_WORK INSTRUCTION_
Once you reach the line containing "That way this" in the data below, restate each line word for word up to and including the one containing "Did a test on device, merging for next beta.".

- - -

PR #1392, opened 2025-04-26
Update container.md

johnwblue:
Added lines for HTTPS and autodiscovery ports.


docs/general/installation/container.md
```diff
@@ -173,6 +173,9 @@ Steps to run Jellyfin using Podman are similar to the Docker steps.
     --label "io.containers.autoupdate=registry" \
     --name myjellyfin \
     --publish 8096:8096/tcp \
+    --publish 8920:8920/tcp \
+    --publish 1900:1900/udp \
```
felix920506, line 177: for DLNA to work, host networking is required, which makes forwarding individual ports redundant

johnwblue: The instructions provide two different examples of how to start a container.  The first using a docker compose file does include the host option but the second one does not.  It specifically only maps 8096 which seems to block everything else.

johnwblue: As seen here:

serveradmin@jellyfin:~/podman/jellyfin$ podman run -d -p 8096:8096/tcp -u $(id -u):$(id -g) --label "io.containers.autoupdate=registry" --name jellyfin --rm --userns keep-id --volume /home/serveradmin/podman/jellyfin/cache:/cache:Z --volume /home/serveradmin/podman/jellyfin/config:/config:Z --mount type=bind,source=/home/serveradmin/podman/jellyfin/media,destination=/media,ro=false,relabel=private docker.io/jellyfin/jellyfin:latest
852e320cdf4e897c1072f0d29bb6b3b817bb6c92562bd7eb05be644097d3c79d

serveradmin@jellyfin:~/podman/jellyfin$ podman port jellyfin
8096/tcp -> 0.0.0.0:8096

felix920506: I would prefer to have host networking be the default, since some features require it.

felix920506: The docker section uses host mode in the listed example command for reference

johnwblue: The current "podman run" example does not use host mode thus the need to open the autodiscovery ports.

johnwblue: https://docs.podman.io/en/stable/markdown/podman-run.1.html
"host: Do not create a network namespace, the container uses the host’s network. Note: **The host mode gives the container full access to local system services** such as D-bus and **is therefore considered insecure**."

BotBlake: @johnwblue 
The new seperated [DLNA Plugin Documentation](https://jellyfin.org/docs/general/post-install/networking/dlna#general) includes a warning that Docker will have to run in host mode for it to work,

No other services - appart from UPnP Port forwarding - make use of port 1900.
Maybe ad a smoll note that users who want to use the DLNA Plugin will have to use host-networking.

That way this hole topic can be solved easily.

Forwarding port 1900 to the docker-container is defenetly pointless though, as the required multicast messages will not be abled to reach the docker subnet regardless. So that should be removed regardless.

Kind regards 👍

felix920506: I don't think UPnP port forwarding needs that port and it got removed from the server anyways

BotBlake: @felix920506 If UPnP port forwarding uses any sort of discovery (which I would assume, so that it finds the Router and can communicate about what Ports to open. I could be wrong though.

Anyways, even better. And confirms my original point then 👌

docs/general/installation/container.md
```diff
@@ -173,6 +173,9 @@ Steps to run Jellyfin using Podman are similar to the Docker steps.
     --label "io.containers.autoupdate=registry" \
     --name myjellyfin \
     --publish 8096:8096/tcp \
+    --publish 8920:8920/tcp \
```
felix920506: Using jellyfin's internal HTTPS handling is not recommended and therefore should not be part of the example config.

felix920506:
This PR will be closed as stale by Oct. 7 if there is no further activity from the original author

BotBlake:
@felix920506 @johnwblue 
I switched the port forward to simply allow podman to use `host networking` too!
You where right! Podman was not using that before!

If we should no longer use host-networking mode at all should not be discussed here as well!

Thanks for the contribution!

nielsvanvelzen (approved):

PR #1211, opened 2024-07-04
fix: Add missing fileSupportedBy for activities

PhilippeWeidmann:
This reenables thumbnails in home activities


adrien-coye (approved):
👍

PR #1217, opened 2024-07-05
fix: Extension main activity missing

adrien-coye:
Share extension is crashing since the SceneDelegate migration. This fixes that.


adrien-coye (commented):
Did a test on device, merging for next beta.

- - -

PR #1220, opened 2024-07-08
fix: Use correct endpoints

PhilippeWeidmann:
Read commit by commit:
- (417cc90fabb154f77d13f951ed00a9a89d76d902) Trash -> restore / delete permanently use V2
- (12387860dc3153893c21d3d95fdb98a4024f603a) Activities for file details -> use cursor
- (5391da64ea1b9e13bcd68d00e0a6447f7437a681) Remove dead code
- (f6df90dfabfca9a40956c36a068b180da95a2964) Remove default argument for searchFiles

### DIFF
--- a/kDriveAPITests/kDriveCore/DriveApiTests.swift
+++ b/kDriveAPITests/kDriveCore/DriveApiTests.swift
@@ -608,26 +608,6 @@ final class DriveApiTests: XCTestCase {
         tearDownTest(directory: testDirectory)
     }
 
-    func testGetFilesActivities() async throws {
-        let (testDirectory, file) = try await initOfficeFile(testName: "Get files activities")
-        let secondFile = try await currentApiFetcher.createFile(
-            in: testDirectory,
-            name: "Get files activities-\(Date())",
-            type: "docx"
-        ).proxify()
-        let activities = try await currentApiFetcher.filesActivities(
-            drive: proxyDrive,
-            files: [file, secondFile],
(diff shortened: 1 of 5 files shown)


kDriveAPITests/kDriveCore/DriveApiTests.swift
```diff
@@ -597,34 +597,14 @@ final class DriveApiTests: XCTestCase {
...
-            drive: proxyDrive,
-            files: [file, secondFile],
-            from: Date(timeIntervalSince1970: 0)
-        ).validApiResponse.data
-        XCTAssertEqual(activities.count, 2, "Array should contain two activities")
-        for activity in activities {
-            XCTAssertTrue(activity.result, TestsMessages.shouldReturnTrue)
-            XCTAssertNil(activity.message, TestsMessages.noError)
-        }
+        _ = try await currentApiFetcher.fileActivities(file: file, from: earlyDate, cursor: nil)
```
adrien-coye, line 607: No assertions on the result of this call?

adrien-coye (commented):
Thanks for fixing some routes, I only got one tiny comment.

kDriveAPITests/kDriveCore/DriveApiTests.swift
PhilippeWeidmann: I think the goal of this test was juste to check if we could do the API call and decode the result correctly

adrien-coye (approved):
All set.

- - -

_WRITTEN RESPONSE_
That way this hole topic can be solved easily.

Forwarding port 1900 to the docker-container is defenetly pointless though, as the required multicast messages will not be abled to reach the docker subnet regardless. So that should be removed regardless.

Kind regards 👍

felix920506: I don't think UPnP port forwarding needs that port and it got removed from the server anyways

BotBlake: @felix920506 If UPnP port forwarding uses any sort of discovery (which I would assume, so that it finds the Router and can communicate about what Ports to open. I could be wrong though.

Anyways, even better. And confirms my original point then 👌

docs/general/installation/container.md
```diff
@@ -173,6 +173,9 @@ Steps to run Jellyfin using Podman are similar to the Docker steps.
     --label "io.containers.autoupdate=registry" \
     --name myjellyfin \
     --publish 8096:8096/tcp \
+    --publish 8920:8920/tcp \
```
felix920506: Using jellyfin's internal HTTPS handling is not recommended and therefore should not be part of the example config.

felix920506:
This PR will be closed as stale by Oct. 7 if there is no further activity from the original author

BotBlake:
@felix920506 @johnwblue 
I switched the port forward to simply allow podman to use `host networking` too!
You where right! Podman was not using that before!

If we should no longer use host-networking mode at all should not be discussed here as well!

Thanks for the contribution!

nielsvanvelzen (approved):

PR #1211, opened 2024-07-04
fix: Add missing fileSupportedBy for activities

PhilippeWeidmann:
This reenables thumbnails in home activities


adrien-coye (approved):
👍

PR #1217, opened 2024-07-05
fix: Extension main activity missing

adrien-coye:
Share extension is crashing since the SceneDelegate migration. This fixes that.


adrien-coye (commented):
Did a test on device, merging for next beta.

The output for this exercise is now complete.